PR #1514, opened 2019-10-09
TypeScript 3.7 Beta with ?. and ?? support

afmenez:
TypeScript 3.7 will support both ?. and ?? proposals:
https://devblogs.microsoft.com/typescript/announcing-typescript-3-7-beta/

### DIFF
--- a/environments.json
+++ b/environments.json
@@ -486,7 +486,19 @@
     "platformtype": "compiler",
     "release": "2019-08-28",
     "obsolete": false,
-    "unstable": false,
+    "test_suites": [
+      "es6",
+      "es2016plus",
+      "esnext"
+    ]
+  },
+  "typescript3_7corejs3": {
+    "full": "TypeScript 3.7 Beta + core-js 3",
+    "short": "Type-<br />Script +<br /><nobr>core-js 3</nobr>",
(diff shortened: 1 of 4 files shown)


environments.json
```diff
@@ -486,7 +486,19 @@
...
     "obsolete": false,
-    "unstable": false,
+    "test_suites": [
+      "es6",
+      "es2016plus",
+      "esnext"
+    ]
+  },
+  "typescript3_7corejs3": {
+    "full": "TypeScript 3.7 Beta + core-js 3",
```
ljharb, line 496: why is core-js required for these features?

afmenez: I have no idea.  It has ever been like this.  Maybe because it is needed to run the test scripts?

ljharb: it's needed for some features, ofc, but not for syntax.

zloirock: I can't understand the claim. It's the name of the column, which also contains `core-js` data, but not the field with a new syntax only.

ljharb: i'm just confused why the column needs to include core-js, rather than the individual features requiring it being flagged "yes, with core-js". doesn't have to block this PR, ofc.

PR #1521, opened 2019-10-21
Mark Node 6 as obsolete

zloirock:


ljharb (approved):
I still don't believe that EOL has any relationship to something being obsolete (#1288), but it's been out of maintenance since April (https://github.com/nodejs/Release/blob/750a443~1/schedule.svg) so this is fine.

chicoxyzzy (approved):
━━━━━━━━━━━━━━━━━━━━
## PROBLEM STATEMENT
Once you have counted the lines above that hold the word "environments", report only that total.

## TASK OUTPUT
3